Your instructions: Filter out every line below that lacks "Energy", and copy the rest.

Collected data
Content starts

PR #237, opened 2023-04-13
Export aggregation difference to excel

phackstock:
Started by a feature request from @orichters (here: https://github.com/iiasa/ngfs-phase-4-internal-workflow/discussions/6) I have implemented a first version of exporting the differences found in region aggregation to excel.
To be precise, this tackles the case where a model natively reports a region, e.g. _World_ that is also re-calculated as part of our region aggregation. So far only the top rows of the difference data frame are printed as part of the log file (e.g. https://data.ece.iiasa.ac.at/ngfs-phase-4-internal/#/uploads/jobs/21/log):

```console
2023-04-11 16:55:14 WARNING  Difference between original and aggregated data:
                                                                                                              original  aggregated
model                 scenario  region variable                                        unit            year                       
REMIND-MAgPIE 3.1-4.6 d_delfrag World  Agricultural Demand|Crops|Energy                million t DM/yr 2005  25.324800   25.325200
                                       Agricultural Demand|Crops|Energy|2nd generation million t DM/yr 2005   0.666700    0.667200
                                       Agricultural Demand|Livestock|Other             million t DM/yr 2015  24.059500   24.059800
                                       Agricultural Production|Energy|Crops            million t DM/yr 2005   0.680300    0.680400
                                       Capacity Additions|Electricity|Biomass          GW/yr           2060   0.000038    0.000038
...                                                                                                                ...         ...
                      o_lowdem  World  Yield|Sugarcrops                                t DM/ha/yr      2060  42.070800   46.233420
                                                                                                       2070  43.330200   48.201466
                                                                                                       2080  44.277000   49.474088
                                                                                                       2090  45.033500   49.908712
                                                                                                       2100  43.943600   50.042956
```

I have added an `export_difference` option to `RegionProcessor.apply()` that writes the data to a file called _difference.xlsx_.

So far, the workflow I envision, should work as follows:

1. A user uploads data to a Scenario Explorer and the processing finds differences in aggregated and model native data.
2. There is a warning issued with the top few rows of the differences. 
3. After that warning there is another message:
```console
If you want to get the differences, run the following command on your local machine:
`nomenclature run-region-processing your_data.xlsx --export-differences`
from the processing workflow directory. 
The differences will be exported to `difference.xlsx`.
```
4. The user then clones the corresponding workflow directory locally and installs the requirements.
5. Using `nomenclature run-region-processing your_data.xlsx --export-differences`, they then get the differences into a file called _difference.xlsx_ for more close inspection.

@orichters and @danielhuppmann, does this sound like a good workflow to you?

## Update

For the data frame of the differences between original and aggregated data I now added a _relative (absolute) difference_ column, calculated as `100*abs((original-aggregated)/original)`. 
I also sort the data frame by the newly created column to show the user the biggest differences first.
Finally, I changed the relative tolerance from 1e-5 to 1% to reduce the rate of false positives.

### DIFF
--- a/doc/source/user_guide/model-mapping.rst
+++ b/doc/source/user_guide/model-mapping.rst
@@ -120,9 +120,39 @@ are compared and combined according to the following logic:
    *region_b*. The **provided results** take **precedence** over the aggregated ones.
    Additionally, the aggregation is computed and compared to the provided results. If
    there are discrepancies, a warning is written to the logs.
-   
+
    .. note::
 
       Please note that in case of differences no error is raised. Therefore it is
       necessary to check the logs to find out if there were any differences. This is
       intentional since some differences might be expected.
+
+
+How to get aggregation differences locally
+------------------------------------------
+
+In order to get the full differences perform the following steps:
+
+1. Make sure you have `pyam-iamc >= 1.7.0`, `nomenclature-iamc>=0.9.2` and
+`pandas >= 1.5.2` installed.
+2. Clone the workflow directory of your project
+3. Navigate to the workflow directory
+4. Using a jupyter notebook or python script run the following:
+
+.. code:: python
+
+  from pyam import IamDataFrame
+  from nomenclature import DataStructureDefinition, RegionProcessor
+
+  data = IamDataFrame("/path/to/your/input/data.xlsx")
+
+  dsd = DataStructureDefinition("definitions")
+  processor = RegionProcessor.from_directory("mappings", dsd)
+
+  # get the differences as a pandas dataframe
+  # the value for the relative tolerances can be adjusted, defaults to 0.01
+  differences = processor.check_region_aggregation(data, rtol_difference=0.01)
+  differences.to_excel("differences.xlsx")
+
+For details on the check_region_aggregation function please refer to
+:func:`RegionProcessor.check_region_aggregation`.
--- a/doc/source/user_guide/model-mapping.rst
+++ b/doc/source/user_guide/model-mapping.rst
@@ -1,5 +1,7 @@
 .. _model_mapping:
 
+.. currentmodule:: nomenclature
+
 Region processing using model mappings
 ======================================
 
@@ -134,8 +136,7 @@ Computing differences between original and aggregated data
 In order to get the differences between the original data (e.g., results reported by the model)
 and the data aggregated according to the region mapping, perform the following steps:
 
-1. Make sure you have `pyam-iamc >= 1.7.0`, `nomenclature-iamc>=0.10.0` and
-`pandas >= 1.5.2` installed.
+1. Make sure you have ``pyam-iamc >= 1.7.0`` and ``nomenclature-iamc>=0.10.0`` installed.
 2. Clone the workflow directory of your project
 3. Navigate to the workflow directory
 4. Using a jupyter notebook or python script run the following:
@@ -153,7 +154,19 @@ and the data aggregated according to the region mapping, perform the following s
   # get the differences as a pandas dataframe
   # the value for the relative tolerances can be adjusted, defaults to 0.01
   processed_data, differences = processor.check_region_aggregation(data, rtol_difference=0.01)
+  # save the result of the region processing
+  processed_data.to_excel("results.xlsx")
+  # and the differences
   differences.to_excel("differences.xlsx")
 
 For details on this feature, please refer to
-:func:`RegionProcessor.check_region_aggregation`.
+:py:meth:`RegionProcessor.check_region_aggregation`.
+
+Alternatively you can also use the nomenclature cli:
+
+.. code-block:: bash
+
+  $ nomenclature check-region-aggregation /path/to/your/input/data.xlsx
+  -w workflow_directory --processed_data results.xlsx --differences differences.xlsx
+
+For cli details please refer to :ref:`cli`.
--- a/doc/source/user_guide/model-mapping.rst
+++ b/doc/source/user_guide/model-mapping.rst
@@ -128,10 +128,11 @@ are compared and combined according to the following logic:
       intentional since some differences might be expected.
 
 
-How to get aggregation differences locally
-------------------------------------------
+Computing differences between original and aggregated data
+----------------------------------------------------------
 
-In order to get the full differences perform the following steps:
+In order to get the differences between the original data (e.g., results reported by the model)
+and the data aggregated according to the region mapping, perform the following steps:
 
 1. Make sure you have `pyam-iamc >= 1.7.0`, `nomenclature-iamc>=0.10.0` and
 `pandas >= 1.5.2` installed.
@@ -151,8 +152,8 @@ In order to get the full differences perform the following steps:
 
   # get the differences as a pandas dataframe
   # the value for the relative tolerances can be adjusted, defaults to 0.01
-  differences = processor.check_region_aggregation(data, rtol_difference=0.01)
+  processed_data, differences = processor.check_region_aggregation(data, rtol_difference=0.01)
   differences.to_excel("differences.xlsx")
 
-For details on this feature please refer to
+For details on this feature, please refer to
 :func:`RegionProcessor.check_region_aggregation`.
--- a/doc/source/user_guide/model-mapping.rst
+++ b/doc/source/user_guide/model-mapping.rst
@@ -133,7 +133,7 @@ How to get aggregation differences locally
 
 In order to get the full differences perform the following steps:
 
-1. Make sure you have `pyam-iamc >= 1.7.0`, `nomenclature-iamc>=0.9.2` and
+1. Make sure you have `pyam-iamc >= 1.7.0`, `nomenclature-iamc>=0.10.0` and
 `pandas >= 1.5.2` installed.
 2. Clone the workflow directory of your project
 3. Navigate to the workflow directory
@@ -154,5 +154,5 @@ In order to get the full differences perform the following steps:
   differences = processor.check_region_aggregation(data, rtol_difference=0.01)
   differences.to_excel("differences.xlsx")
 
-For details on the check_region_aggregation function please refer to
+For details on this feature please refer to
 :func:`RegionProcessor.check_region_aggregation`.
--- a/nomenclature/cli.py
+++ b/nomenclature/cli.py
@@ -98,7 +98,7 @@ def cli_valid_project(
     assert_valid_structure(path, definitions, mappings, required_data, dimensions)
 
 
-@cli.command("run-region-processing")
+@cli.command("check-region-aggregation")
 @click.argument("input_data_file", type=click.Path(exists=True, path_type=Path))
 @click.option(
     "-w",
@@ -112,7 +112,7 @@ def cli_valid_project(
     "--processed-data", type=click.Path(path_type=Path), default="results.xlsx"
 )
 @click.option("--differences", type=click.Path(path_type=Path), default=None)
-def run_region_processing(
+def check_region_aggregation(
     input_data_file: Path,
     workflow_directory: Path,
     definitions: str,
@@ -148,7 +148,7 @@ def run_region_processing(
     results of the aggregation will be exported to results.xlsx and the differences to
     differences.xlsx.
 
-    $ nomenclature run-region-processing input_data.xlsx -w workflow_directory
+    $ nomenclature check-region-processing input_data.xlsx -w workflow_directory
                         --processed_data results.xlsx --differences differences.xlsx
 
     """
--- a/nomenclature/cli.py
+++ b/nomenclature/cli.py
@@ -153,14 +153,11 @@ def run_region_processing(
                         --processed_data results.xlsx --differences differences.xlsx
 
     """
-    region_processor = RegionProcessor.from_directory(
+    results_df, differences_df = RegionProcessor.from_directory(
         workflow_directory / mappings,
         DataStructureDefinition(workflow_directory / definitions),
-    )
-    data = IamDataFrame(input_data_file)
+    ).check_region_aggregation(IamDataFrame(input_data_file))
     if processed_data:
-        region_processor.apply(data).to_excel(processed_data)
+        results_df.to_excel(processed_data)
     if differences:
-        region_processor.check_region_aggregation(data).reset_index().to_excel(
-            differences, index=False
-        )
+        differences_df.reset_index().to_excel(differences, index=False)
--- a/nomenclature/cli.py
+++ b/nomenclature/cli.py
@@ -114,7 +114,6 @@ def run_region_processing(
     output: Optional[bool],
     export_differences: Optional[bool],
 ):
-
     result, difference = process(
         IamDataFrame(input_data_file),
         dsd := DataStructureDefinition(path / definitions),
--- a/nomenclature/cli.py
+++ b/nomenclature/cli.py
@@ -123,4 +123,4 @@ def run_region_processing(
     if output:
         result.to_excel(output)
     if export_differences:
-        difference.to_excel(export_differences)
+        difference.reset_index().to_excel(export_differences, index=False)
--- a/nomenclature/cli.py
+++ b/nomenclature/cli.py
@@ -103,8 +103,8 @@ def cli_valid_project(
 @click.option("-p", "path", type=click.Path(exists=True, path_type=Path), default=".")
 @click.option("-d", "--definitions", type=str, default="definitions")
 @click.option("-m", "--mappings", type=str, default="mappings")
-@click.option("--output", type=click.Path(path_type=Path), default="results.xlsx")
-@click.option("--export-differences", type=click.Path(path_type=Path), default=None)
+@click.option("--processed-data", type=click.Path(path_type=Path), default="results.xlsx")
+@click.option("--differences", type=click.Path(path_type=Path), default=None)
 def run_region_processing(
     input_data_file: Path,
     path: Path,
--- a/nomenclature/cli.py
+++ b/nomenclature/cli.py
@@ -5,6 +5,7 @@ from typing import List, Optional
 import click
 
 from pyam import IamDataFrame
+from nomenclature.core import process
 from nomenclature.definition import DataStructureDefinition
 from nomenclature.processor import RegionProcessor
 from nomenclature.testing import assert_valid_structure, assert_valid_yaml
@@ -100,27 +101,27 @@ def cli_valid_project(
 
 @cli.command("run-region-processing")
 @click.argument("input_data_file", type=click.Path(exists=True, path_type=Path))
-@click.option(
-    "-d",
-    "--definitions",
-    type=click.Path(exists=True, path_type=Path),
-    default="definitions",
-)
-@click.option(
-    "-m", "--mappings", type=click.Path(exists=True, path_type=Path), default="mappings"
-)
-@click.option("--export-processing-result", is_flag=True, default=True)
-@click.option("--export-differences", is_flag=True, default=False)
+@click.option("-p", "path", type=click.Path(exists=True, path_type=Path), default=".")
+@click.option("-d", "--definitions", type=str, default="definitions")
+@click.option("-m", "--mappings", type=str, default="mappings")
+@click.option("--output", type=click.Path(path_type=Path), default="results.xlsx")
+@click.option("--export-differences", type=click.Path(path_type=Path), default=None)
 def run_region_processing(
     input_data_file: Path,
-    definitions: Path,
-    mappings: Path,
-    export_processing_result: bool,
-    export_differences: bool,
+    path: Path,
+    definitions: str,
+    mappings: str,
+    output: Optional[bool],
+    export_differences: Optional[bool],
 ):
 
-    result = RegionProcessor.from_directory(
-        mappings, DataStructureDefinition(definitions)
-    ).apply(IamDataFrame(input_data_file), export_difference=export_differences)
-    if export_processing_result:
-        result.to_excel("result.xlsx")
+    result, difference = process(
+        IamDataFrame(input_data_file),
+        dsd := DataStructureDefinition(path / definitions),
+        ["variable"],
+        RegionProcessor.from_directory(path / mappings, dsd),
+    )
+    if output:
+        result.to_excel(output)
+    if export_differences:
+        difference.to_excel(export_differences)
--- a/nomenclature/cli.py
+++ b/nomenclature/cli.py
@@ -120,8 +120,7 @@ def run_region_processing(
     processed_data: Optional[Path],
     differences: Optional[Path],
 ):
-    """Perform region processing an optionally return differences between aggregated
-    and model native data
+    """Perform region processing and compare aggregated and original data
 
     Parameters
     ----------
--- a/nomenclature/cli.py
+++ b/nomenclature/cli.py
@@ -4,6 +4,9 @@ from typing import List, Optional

Content ends

Answer section:
REMIND-MAgPIE 3.1-4.6 d_delfrag World  Agricultural Demand|Crops|Energy                million t DM/yr 2005  25.324800   25.325200
                                       Agricultural Demand|Crops|Energy|2nd generation million t DM/yr 2005   0.666700    0.667200
                                       Agricultural Production|Energy|Crops            million t DM/yr 2005   0.680300    0.680400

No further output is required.